**Your instructions**.
Transcribe the records that follow, preserving every word.

**Exercise inputs**.
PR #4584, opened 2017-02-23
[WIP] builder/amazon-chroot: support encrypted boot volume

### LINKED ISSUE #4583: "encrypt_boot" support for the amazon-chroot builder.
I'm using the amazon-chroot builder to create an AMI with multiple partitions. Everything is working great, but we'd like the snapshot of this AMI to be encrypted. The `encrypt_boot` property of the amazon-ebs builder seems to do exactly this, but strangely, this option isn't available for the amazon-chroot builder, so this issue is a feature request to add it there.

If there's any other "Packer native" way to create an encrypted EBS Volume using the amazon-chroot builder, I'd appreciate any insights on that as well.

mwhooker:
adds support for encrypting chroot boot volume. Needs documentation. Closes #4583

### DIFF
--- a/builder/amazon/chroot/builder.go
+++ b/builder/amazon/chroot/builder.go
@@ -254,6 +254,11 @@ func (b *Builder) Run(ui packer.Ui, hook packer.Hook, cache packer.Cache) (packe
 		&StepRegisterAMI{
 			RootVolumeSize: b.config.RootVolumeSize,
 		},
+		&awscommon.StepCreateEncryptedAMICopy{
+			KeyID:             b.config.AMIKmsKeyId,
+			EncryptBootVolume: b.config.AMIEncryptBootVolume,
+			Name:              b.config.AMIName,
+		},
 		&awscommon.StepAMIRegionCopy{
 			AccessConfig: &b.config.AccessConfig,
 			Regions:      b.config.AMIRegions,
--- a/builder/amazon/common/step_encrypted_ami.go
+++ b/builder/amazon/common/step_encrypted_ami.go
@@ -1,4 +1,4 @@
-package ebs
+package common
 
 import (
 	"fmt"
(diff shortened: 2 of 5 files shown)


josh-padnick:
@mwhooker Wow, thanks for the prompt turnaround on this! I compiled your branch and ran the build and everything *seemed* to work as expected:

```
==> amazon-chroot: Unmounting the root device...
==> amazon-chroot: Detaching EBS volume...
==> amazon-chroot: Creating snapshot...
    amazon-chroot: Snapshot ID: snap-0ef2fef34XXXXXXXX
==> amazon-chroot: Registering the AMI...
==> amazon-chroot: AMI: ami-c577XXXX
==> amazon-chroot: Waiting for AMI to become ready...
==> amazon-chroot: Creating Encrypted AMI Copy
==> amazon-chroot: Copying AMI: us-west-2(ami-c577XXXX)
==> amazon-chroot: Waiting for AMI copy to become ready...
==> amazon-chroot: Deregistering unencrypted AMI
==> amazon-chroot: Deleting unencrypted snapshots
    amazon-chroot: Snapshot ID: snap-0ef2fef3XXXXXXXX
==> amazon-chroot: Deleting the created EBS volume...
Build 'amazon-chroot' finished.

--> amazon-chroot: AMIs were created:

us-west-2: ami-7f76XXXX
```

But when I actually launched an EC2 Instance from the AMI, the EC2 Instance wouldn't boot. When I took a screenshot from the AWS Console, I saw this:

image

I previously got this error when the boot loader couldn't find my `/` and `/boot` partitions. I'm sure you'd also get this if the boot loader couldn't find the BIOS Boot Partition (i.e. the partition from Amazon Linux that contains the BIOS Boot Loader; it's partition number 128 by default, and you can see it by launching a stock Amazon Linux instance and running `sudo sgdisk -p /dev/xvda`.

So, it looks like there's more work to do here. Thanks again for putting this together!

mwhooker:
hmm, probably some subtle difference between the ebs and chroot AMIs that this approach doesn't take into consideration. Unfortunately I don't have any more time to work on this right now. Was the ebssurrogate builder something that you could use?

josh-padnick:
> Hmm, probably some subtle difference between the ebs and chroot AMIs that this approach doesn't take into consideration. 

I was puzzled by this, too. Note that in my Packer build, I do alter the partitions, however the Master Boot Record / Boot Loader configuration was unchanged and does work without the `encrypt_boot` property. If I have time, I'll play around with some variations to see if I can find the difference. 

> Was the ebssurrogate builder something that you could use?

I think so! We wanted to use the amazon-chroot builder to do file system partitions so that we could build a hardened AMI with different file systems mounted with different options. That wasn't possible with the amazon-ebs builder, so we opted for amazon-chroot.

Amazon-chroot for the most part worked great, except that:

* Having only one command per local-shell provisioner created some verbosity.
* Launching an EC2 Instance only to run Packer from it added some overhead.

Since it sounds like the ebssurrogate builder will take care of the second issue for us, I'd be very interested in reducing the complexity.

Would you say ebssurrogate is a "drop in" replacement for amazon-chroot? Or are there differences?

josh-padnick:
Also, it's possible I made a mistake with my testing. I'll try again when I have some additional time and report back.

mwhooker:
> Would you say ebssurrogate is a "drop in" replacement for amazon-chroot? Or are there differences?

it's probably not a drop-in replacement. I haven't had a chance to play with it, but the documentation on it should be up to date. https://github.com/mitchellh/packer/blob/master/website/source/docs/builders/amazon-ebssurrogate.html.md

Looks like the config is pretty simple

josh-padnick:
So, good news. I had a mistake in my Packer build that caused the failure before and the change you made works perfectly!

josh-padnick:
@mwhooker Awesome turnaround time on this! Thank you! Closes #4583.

**Your response**.
PR #4584, opened 2017-02-23
[WIP] builder/amazon-chroot: support encrypted boot volume

### LINKED ISSUE #4583: "encrypt_boot" support for the amazon-chroot builder.
I'm using the amazon-chroot builder to create an AMI with multiple partitions. Everything is working great, but we'd like the snapshot of this AMI to be encrypted. The `encrypt_boot` property of the amazon-ebs builder seems to do exactly this, but strangely, this option isn't available for the amazon-chroot builder, so this issue is a feature request to add it there.

If there's any other "Packer native" way to create an encrypted EBS Volume using the amazon-chroot builder, I'd appreciate any insights on that as well.

mwhooker:
adds support for encrypting chroot boot volume. Needs documentation. Closes #4583

### DIFF
--- a/builder/amazon/chroot/builder.go
+++ b/builder/amazon/chroot/builder.go
@@ -254,6 +254,11 @@ func (b *Builder) Run(ui packer.Ui, hook packer.Hook, cache packer.Cache) (packe
 		&StepRegisterAMI{
 			RootVolumeSize: b.config.RootVolumeSize,
 		},
+		&awscommon.StepCreateEncryptedAMICopy{
+			KeyID:             b.config.AMIKmsKeyId,
+			EncryptBootVolume: b.config.AMIEncryptBootVolume,
+			Name:              b.config.AMIName,
+		},
 		&awscommon.StepAMIRegionCopy{
 			AccessConfig: &b.config.AccessConfig,
 			Regions:      b.config.AMIRegions,
--- a/builder/amazon/common/step_encrypted_ami.go
+++ b/builder/amazon/common/step_encrypted_ami.go
@@ -1,4 +1,4 @@
-package ebs
+package common
 
 import (
 	"fmt"
(diff shortened: 2 of 5 files shown)


josh-padnick:
@mwhooker Wow, thanks for the prompt turnaround on this! I compiled your branch and ran the build and everything *seemed* to work as expected:

```
==> amazon-chroot: Unmounting the root device...
==> amazon-chroot: Detaching EBS volume...
==> amazon-chroot: Creating snapshot...
    amazon-chroot: Snapshot ID: snap-0ef2fef34XXXXXXXX
==> amazon-chroot: Registering the AMI...
==> amazon-chroot: AMI: ami-c577XXXX
==> amazon-chroot: Waiting for AMI to become ready...
==> amazon-chroot: Creating Encrypted AMI Copy
==> amazon-chroot: Copying AMI: us-west-2(ami-c577XXXX)
==> amazon-chroot: Waiting for AMI copy to become ready...
==> amazon-chroot: Deregistering unencrypted AMI
==> amazon-chroot: Deleting unencrypted snapshots
    amazon-chroot: Snapshot ID: snap-0ef2fef3XXXXXXXX
==> amazon-chroot: Deleting the created EBS volume...
Build 'amazon-chroot' finished.

--> amazon-chroot: AMIs were created:

us-west-2: ami-7f76XXXX
```

But when I actually launched an EC2 Instance from the AMI, the EC2 Instance wouldn't boot. When I took a screenshot from the AWS Console, I saw this:

image

I previously got this error when the boot loader couldn't find my `/` and `/boot` partitions. I'm sure you'd also get this if the boot loader couldn't find the BIOS Boot Partition (i.e. the partition from Amazon Linux that contains the BIOS Boot Loader; it's partition number 128 by default, and you can see it by launching a stock Amazon Linux instance and running `sudo sgdisk -p /dev/xvda`.

So, it looks like there's more work to do here. Thanks again for putting this together!

mwhooker:
hmm, probably some subtle difference between the ebs and chroot AMIs that this approach doesn't take into consideration. Unfortunately I don't have any more time to work on this right now. Was the ebssurrogate builder something that you could use?

josh-padnick:
> Hmm, probably some subtle difference between the ebs and chroot AMIs that this approach doesn't take into consideration. 

I was puzzled by this, too. Note that in my Packer build, I do alter the partitions, however the Master Boot Record / Boot Loader configuration was unchanged and does work without the `encrypt_boot` property. If I have time, I'll play around with some variations to see if I can find the difference. 

> Was the ebssurrogate builder something that you could use?

I think so! We wanted to use the amazon-chroot builder to do file system partitions so that we could build a hardened AMI with different file systems mounted with different options. That wasn't possible with the amazon-ebs builder, so we opted for amazon-chroot.

Amazon-chroot for the most part worked great, except that:

* Having only one command per local-shell provisioner created some verbosity.
* Launching an EC2 Instance only to run Packer from it added some overhead.

Since it sounds like the ebssurrogate builder will take care of the second issue for us, I'd be very interested in reducing the complexity.

Would you say ebssurrogate is a "drop in" replacement for amazon-chroot? Or are there differences?

josh-padnick:
Also, it's possible I made a mistake with my testing. I'll try again when I have some additional time and report back.

mwhooker:
> Would you say ebssurrogate is a "drop in" replacement for amazon-chroot? Or are there differences?

it's probably not a drop-in replacement. I haven't had a chance to play with it, but the documentation on it should be up to date. https://github.com/mitchellh/packer/blob/master/website/source/docs/builders/amazon-ebssurrogate.html.md

Looks like the config is pretty simple

josh-padnick:
So, good news. I had a mistake in my Packer build that caused the failure before and the change you made works perfectly!

josh-padnick:
@mwhooker Awesome turnaround time on this! Thank you! Closes #4583.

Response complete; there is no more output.